ABOUT THIS TASK
Those lines of the records that contain "filter" are to be located and copied.

[Saved entries]
PR #1174, opened 2016-12-22
remove, and warn about, unused imports from external modules

### LINKED ISSUE #595: Unused imports from external modules should be stripped from import statements in ES bundles
The following code...

``` js
// main.js
import { unused } from 'external';

function alsoUnused () {
  unused();
}
```

...could result in the following ES bundle (i.e. it imports the external module in case it has side-effects, but doesn't need `unused` specifically)...

``` js
import 'external';
```

...but instead we get this...

``` js
import { unused } from 'external';
```

...which causes [confusion](http://stackoverflow.com/questions/36417779/rollup-including-unneeded-dependancies-and-missing-a-function-in-output).

Rich-Harris:
fixes #595

### DIFF
--- a/src/Bundle.js
+++ b/src/Bundle.js
@@ -175,6 +175,21 @@ export default class Bundle {
 
 				timeStart( 'phase 4' );
 
+				// while we're here, check for unused external imports
+				this.externalModules.forEach( module => {
+					const unused = Object.keys( module.declarations )
+						.filter( name => name !== '*' )
+						.filter( name => !module.declarations[ name ].activated );
+
+					if ( unused.length === 0 ) return;
+
+					const names = unused.length === 1 ?
+						`'${unused[0]}' is` :
+						`${unused.slice( 0, -1 ).map( name => `'${name}'` ).join( ', ' )} and '${unused.pop()}' are`;
+
+					this.onwarn( `${names} imported from external module '${module.id}' but never used` );
+				});
+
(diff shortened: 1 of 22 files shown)


kzc:
Does this PR assume that unreferenced dropped imports do not have intentional side effects?

Rich-Harris:
It'll still import the modules, it just skips the bindings, so this...

```js
import { unused } from 'external';

function alsoUnused () {
  unused();
}
```

...becomes this...

```js
import 'external';
```

...instead of this:

```js
import { unused } from 'external';
```

kzc:
Ah okay. I misread the patch.

Perhaps Rollup could support an option to drop unreferenced imports like this:
```js
import { unreferenced } from 'external';
```
and keep imports like this:
```js
// Import an entire module for side effects only, without importing any bindings.

import "my-module";
```
as per https://developer.mozilla.org/en/docs/Web/JavaScript/Reference/Statements/import

But then again, the warning might be enough to get the user to drop the import themself.

Rich-Harris:
Not a bad idea. Will leave it in the nice-to-have pile for now until someone asks for it though, in the interests of getting through the backlog

kzc:
Upon more thought, nothing in the ES2015 spec precludes `import { unreferenced } from 'external';` from having a side effect so it can't safely be dropped. So the idea wouldn't work.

TASK OUTPUT
+						.filter( name => name !== '*' )
+						.filter( name => !module.declarations[ name ].activated );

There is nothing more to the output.